» Work to complete: Repeat all of the data exactly. Leave nothing out.

» Information:
_____

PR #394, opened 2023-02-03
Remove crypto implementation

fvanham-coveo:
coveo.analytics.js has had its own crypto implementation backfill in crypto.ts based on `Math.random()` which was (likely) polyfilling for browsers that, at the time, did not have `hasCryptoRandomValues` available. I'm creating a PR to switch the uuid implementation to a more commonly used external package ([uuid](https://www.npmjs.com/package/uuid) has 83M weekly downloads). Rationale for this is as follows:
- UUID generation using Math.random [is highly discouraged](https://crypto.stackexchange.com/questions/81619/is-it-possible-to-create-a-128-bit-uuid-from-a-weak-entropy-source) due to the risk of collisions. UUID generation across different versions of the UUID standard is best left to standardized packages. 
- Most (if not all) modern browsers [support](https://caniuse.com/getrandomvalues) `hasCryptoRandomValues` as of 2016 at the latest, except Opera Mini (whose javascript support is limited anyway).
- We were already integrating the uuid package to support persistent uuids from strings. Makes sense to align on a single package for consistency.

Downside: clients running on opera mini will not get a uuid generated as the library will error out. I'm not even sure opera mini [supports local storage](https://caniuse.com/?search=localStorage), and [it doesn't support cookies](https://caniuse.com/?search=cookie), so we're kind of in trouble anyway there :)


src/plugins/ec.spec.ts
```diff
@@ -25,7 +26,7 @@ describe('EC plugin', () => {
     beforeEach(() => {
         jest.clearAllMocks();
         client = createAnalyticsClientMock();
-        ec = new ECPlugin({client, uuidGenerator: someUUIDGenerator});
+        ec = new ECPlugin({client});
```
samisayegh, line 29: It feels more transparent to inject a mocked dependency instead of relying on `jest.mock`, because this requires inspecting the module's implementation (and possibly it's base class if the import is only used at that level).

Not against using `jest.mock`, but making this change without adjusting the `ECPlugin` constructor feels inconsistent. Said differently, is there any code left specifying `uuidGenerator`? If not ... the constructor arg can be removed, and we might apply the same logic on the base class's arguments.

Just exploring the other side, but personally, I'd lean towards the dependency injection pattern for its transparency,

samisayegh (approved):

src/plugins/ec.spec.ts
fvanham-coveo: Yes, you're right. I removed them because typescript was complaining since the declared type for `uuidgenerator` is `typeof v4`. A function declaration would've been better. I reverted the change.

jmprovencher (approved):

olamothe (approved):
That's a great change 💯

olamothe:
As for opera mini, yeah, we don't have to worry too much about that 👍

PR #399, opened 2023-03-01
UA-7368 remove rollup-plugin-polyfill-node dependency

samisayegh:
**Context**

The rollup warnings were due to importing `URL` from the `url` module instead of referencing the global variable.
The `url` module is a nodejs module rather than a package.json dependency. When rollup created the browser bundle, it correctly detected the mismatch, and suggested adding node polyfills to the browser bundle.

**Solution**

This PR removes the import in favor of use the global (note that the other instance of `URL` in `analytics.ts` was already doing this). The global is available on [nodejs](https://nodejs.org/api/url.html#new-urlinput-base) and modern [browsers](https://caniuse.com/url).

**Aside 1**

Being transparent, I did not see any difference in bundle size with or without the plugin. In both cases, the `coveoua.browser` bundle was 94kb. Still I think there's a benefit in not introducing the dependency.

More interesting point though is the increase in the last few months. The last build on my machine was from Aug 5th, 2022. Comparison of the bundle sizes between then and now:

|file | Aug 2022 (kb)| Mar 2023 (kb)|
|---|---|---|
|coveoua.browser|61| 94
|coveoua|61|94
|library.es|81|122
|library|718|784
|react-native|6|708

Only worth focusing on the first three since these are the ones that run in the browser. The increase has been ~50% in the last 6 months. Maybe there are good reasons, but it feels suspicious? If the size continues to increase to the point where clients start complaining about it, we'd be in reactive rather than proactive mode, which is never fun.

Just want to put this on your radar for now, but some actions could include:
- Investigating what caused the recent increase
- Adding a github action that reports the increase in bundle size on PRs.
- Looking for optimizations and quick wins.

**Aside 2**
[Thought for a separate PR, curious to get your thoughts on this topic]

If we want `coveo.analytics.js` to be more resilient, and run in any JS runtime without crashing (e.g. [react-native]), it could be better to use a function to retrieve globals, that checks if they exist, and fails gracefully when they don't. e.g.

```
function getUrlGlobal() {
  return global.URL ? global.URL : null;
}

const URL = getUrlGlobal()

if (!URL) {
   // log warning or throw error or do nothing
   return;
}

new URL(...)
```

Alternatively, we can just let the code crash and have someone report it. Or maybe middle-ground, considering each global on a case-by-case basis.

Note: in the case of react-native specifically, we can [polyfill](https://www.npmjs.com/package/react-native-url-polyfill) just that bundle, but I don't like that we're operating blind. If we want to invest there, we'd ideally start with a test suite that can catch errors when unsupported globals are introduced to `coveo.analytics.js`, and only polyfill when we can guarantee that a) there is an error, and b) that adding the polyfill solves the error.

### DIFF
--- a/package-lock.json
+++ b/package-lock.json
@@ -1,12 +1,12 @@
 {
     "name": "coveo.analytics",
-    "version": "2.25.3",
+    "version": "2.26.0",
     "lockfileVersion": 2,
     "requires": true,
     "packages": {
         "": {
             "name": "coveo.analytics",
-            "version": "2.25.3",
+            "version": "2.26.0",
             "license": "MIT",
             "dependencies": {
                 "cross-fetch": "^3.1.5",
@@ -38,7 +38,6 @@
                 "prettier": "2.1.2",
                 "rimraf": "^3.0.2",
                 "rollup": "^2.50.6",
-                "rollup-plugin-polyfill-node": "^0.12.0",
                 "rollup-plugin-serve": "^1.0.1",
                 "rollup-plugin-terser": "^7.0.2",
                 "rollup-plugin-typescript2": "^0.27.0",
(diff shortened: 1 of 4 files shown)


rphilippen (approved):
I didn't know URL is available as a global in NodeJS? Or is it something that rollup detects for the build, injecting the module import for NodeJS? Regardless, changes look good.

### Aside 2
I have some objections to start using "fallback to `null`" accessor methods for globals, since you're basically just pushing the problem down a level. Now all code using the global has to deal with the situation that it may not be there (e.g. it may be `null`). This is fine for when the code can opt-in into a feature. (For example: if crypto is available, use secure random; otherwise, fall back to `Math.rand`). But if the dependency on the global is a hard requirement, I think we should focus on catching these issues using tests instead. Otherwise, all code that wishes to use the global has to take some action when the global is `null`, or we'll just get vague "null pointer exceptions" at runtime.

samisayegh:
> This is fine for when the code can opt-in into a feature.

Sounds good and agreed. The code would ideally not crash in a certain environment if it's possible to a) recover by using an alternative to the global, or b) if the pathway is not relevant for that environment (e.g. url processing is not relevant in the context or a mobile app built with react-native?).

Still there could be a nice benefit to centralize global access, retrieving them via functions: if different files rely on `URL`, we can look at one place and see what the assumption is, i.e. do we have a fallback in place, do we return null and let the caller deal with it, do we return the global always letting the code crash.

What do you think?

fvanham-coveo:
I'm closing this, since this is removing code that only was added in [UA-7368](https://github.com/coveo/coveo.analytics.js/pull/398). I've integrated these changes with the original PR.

_____

» Solution:
PR #394, opened 2023-02-03
Remove crypto implementation

fvanham-coveo:
coveo.analytics.js has had its own crypto implementation backfill in crypto.ts based on `Math.random()` which was (likely) polyfilling for browsers that, at the time, did not have `hasCryptoRandomValues` available. I'm creating a PR to switch the uuid implementation to a more commonly used external package ([uuid](https://www.npmjs.com/package/uuid) has 83M weekly downloads). Rationale for this is as follows:
- UUID generation using Math.random [is highly discouraged](https://crypto.stackexchange.com/questions/81619/is-it-possible-to-create-a-128-bit-uuid-from-a-weak-entropy-source) due to the risk of collisions. UUID generation across different versions of the UUID standard is best left to standardized packages. 
- Most (if not all) modern browsers [support](https://caniuse.com/getrandomvalues) `hasCryptoRandomValues` as of 2016 at the latest, except Opera Mini (whose javascript support is limited anyway).
- We were already integrating the uuid package to support persistent uuids from strings. Makes sense to align on a single package for consistency.

Downside: clients running on opera mini will not get a uuid generated as the library will error out. I'm not even sure opera mini [supports local storage](https://caniuse.com/?search=localStorage), and [it doesn't support cookies](https://caniuse.com/?search=cookie), so we're kind of in trouble anyway there :)


src/plugins/ec.spec.ts
```diff
@@ -25,7 +26,7 @@ describe('EC plugin', () => {
     beforeEach(() => {
         jest.clearAllMocks();
         client = createAnalyticsClientMock();
-        ec = new ECPlugin({client, uuidGenerator: someUUIDGenerator});
+        ec = new ECPlugin({client});
```
samisayegh, line 29: It feels more transparent to inject a mocked dependency instead of relying on `jest.mock`, because this requires inspecting the module's implementation (and possibly it's base class if the import is only used at that level).

Not against using `jest.mock`, but making this change without adjusting the `ECPlugin` constructor feels inconsistent. Said differently, is there any code left specifying `uuidGenerator`? If not ... the constructor arg can be removed, and we might apply the same logic on the base class's arguments.

Just exploring the other side, but personally, I'd lean towards the dependency injection pattern for its transparency,

samisayegh (approved):

src/plugins/ec.spec.ts
fvanham-coveo: Yes, you're right. I removed them because typescript was complaining since the declared type for `uuidgenerator` is `typeof v4`. A function declaration would've been better. I reverted the change.

jmprovencher (approved):

olamothe (approved):
That's a great change 💯

olamothe:
As for opera mini, yeah, we don't have to worry too much about that 👍

PR #399, opened 2023-03-01
UA-7368 remove rollup-plugin-polyfill-node dependency

samisayegh:
**Context**

The rollup warnings were due to importing `URL` from the `url` module instead of referencing the global variable.
The `url` module is a nodejs module rather than a package.json dependency. When rollup created the browser bundle, it correctly detected the mismatch, and suggested adding node polyfills to the browser bundle.

**Solution**

This PR removes the import in favor of use the global (note that the other instance of `URL` in `analytics.ts` was already doing this). The global is available on [nodejs](https://nodejs.org/api/url.html#new-urlinput-base) and modern [browsers](https://caniuse.com/url).

**Aside 1**

Being transparent, I did not see any difference in bundle size with or without the plugin. In both cases, the `coveoua.browser` bundle was 94kb. Still I think there's a benefit in not introducing the dependency.

More interesting point though is the increase in the last few months. The last build on my machine was from Aug 5th, 2022. Comparison of the bundle sizes between then and now:

|file | Aug 2022 (kb)| Mar 2023 (kb)|
|---|---|---|
|coveoua.browser|61| 94
|coveoua|61|94
|library.es|81|122
|library|718|784
|react-native|6|708

Only worth focusing on the first three since these are the ones that run in the browser. The increase has been ~50% in the last 6 months. Maybe there are good reasons, but it feels suspicious? If the size continues to increase to the point where clients start complaining about it, we'd be in reactive rather than proactive mode, which is never fun.

Just want to put this on your radar for now, but some actions could include:
- Investigating what caused the recent increase
- Adding a github action that reports the increase in bundle size on PRs.
- Looking for optimizations and quick wins.

**Aside 2**
[Thought for a separate PR, curious to get your thoughts on this topic]

If we want `coveo.analytics.js` to be more resilient, and run in any JS runtime without crashing (e.g. [react-native]), it could be better to use a function to retrieve globals, that checks if they exist, and fails gracefully when they don't. e.g.

```
function getUrlGlobal() {
  return global.URL ? global.URL : null;
}

const URL = getUrlGlobal()

if (!URL) {
   // log warning or throw error or do nothing
   return;
}

new URL(...)
```

Alternatively, we can just let the code crash and have someone report it. Or maybe middle-ground, considering each global on a case-by-case basis.

Note: in the case of react-native specifically, we can [polyfill](https://www.npmjs.com/package/react-native-url-polyfill) just that bundle, but I don't like that we're operating blind. If we want to invest there, we'd ideally start with a test suite that can catch errors when unsupported globals are introduced to `coveo.analytics.js`, and only polyfill when we can guarantee that a) there is an error, and b) that adding the polyfill solves the error.

### DIFF
--- a/package-lock.json
+++ b/package-lock.json
@@ -1,12 +1,12 @@
 {
     "name": "coveo.analytics",
-    "version": "2.25.3",
+    "version": "2.26.0",
     "lockfileVersion": 2,
     "requires": true,
     "packages": {
         "": {
             "name": "coveo.analytics",
-            "version": "2.25.3",
+            "version": "2.26.0",
             "license": "MIT",
             "dependencies": {
                 "cross-fetch": "^3.1.5",
@@ -38,7 +38,6 @@
                 "prettier": "2.1.2",
                 "rimraf": "^3.0.2",
                 "rollup": "^2.50.6",
-                "rollup-plugin-polyfill-node": "^0.12.0",
                 "rollup-plugin-serve": "^1.0.1",
                 "rollup-plugin-terser": "^7.0.2",
                 "rollup-plugin-typescript2": "^0.27.0",
(diff shortened: 1 of 4 files shown)


rphilippen (approved):
I didn't know URL is available as a global in NodeJS? Or is it something that rollup detects for the build, injecting the module import for NodeJS? Regardless, changes look good.

### Aside 2
I have some objections to start using "fallback to `null`" accessor methods for globals, since you're basically just pushing the problem down a level. Now all code using the global has to deal with the situation that it may not be there (e.g. it may be `null`). This is fine for when the code can opt-in into a feature. (For example: if crypto is available, use secure random; otherwise, fall back to `Math.rand`). But if the dependency on the global is a hard requirement, I think we should focus on catching these issues using tests instead. Otherwise, all code that wishes to use the global has to take some action when the global is `null`, or we'll just get vague "null pointer exceptions" at runtime.

samisayegh:
> This is fine for when the code can opt-in into a feature.

Sounds good and agreed. The code would ideally not crash in a certain environment if it's possible to a) recover by using an alternative to the global, or b) if the pathway is not relevant for that environment (e.g. url processing is not relevant in the context or a mobile app built with react-native?).

Still there could be a nice benefit to centralize global access, retrieving them via functions: if different files rely on `URL`, we can look at one place and see what the assumption is, i.e. do we have a fallback in place, do we return null and let the caller deal with it, do we return the global always letting the code crash.

What do you think?

fvanham-coveo:
I'm closing this, since this is removing code that only was added in [UA-7368](https://github.com/coveo/coveo.analytics.js/pull/398). I've integrated these changes with the original PR.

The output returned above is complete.